> **Exercise aim**: For the material below, return exactly the lines starting at the one holding "But we have" and ending at the one holding "Otherwise, LGTM!!", counting both as part of the range.

> **Supplied material**:

★ ★ ★

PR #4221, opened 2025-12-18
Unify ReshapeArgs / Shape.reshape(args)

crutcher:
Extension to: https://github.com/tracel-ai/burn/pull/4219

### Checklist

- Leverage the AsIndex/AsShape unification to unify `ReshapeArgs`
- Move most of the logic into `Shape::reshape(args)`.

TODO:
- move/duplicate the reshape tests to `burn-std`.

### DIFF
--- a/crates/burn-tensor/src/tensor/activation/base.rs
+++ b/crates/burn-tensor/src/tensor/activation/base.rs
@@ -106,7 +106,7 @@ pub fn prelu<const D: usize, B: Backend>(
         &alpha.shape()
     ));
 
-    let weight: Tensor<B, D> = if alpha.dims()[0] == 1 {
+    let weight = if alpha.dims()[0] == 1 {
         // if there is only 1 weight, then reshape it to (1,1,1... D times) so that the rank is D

★ ★ ★

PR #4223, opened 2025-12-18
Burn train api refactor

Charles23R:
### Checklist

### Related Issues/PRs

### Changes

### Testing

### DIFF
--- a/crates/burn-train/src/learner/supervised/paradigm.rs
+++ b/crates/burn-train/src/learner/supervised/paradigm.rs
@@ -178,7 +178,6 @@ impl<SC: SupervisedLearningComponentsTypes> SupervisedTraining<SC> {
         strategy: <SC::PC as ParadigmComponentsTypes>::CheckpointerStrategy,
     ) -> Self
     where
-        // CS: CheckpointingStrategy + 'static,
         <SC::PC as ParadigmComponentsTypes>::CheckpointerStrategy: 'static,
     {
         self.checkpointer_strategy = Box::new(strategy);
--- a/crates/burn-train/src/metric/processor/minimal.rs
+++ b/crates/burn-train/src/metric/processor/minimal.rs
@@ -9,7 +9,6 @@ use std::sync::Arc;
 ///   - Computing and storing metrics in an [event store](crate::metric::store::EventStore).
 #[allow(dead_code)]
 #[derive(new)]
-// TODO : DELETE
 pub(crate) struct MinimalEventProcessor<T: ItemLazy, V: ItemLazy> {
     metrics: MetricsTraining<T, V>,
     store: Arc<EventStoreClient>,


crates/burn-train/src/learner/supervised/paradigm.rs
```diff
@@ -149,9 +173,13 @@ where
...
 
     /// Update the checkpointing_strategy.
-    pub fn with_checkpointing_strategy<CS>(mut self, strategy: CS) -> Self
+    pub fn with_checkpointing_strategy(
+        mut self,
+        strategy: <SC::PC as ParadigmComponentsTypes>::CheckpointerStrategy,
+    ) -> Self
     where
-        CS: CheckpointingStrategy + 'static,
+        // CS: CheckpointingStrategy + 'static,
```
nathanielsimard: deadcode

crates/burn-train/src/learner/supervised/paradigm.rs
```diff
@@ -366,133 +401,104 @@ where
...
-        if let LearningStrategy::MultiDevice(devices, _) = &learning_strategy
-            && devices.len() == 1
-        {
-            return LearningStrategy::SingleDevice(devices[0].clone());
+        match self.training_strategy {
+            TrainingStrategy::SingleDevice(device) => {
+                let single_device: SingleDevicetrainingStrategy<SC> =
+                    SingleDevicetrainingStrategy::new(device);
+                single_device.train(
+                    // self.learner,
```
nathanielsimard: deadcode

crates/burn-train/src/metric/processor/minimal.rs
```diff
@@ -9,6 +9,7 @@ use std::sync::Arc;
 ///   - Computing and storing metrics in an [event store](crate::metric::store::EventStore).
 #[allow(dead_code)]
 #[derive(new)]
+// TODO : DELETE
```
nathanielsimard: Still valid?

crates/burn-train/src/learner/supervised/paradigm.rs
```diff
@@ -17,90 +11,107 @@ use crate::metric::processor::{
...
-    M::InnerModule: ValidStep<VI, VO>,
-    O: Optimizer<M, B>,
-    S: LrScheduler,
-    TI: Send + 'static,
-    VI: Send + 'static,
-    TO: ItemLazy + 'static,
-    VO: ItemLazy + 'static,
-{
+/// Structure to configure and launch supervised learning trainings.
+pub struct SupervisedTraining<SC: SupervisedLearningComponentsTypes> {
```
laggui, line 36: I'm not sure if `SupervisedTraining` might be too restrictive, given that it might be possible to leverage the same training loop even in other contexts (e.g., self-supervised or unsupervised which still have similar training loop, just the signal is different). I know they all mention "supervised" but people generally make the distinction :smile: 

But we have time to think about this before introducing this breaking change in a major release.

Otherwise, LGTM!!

★ ★ ★

> **Task solution**:
But we have time to think about this before introducing this breaking change in a major release.

Otherwise, LGTM!!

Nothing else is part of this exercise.